TL;DR
This paper develops a detailed relativistic model for emission from rapidly rotating oblate neutron stars, including effects like light bending and frame-dragging, and assesses their impact on observable spectral and pulse profiles.
Contribution
It introduces an open-source numerical framework for modeling emission from rotating neutron stars, incorporating second-order quadrupole effects and providing detailed predictions for spectral and pulse observations.
Findings
Second order quadrupole effects are weak and unlikely to produce narrow spectral features.
The framework accurately predicts spectral line smearing and pulse profiles for fast-spinning neutron stars.
Quantitative estimates of rotational smearing effects on observed spectra are provided.
Abstract
A theoretical framework for emission originating from rapidly rotating oblate compact objects is described in detail.
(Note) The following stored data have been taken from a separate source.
PR #1033, opened 2024-08-20
Move faraday-multipart to test only

colinbruce:


olleolleolle:
Now released as v6.3.1.

PR #1041, opened 2024-11-19
Add funding_uri to gemspec

andrew:
I noticed that the project already has a FUNDING.yml. This PR adds the `funding_uri` to your gemspec to help increase visibility using the `bundle fund` command in Bundler.


olleolleolle (approved):
Thanks for thinking of this, @andrew!

PR #1043, opened 2025-01-11
Remove unnecessary "".respond_to?(:encoding) checks

andrehjr:
These checks were added back when String didn't have encoding. 

As VCR supports Ruby 2.7+ now, I don't think they are necessary anymore.

I've also pinned excon to < 1.0.0, It seems some webmock specs are failing with excon >= 1.0.0 which was recently released.


olleolleolle (approved):
Thanks, @andrehjr!

Good context given in the PR description, Ruby 2.7 is an old memory, now.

By using a Hamilton-Jacobi formalism, we show how the special relativistic rotational effects such as aberration of angles, Doppler boosting, and time dilatation naturally emerge from the general relativistic treatment of rotating compact objects. We use the Butterworth-Ipser metric expanded up to the second order in rotation and hence include effects of light bending, frame-dragging, and quadrupole deviations to our geodesic calculations. We also give detailed descriptions of the numerical algorithms used and provide an open source implementation of the numerical framework called bender. As an application, we study spectral line profiles (i.e., smearing kernels) from rapidly rotating oblate neutron stars. We find that in this metric description the second order…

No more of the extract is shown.